**Saved entries:**
++++++++++
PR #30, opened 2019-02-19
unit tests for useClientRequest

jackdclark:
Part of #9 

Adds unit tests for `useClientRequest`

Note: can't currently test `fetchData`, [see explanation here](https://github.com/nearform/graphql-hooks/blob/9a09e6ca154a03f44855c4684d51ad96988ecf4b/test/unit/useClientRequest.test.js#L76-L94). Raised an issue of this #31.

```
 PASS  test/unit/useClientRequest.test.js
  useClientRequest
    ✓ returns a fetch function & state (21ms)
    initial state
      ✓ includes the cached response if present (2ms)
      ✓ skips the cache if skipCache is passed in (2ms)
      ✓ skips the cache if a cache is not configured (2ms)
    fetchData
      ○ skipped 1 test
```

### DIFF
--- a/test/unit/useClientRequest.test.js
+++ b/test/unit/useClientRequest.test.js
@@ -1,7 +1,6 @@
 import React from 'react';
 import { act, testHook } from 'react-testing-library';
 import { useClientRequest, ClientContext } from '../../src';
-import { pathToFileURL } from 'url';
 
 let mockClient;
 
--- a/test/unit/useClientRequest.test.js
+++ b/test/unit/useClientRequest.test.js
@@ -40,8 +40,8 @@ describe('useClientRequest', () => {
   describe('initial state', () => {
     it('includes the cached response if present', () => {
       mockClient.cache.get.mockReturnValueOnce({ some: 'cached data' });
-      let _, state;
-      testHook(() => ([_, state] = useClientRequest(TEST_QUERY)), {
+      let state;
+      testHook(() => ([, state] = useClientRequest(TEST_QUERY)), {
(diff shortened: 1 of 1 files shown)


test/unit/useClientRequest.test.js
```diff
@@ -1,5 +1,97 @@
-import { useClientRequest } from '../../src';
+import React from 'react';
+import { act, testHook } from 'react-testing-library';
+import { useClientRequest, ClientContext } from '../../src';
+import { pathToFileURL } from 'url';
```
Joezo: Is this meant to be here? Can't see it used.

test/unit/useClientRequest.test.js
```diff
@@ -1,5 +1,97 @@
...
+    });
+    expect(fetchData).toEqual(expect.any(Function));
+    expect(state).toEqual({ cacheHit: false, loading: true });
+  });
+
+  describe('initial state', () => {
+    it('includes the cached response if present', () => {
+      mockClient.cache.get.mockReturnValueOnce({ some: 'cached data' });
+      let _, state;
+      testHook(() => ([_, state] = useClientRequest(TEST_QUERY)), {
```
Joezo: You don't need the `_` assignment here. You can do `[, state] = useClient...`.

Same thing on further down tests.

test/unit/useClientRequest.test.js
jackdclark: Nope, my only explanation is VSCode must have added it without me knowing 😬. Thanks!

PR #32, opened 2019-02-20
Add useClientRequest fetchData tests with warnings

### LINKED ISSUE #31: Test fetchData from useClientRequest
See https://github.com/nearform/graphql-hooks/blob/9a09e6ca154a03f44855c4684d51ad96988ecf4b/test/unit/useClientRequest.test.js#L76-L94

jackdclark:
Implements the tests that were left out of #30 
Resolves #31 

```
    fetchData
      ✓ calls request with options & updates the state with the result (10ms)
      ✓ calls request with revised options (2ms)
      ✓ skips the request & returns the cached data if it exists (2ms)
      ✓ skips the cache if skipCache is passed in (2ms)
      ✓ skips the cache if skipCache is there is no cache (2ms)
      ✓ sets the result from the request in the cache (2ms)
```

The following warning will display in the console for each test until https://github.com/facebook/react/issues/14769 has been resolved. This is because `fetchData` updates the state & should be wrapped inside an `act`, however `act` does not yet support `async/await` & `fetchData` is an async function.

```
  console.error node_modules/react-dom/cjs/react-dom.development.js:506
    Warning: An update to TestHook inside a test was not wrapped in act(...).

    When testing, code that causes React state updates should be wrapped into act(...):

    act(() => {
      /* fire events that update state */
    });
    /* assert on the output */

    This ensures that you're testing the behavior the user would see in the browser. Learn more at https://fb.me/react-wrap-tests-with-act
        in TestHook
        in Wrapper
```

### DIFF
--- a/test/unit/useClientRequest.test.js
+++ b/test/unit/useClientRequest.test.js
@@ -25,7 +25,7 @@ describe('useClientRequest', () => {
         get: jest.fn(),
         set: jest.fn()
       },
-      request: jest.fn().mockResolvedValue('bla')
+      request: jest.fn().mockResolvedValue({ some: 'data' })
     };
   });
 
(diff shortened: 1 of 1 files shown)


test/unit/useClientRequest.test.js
++++++++++
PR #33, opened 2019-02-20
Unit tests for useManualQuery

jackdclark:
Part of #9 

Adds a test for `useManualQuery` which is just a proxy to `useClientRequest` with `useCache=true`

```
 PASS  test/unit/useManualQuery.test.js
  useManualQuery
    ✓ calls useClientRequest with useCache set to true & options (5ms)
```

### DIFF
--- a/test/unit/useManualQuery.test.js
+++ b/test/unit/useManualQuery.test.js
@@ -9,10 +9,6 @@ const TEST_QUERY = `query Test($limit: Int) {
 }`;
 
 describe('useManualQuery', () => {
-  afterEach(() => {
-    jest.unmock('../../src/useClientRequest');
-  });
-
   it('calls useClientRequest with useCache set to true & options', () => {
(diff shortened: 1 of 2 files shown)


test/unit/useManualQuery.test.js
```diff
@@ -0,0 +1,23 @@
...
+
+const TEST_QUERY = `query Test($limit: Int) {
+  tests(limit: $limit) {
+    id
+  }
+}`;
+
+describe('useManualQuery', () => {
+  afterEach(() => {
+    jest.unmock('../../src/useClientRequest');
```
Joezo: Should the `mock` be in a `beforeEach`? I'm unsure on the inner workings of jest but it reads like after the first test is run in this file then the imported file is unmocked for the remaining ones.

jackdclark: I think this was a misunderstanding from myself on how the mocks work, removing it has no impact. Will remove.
++++++++++
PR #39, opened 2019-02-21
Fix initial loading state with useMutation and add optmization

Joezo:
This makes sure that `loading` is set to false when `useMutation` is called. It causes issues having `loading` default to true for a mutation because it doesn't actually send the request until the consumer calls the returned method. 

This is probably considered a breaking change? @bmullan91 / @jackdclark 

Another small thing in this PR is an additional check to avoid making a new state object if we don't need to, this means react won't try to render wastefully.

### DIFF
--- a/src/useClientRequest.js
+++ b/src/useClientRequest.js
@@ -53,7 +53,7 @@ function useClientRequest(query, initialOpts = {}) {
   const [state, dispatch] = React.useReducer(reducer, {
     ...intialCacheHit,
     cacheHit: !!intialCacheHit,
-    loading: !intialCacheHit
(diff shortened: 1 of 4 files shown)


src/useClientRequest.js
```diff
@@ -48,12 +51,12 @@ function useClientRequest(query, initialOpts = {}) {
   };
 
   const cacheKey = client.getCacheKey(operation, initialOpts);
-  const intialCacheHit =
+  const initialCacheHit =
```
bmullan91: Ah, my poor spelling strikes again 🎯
++++++++++
**YOUR INSTRUCTIONS:**
Gather all lines with the string "testing" from the data.

**ANSWER SPACE:**
 import { act, testHook } from 'react-testing-library';
+import { act, testHook } from 'react-testing-library';
    When testing, code that causes React state updates should be wrapped into act(...):
    This ensures that you're testing the behavior the user would see in the browser. Learn more at https://fb.me/react-wrap-tests-with-act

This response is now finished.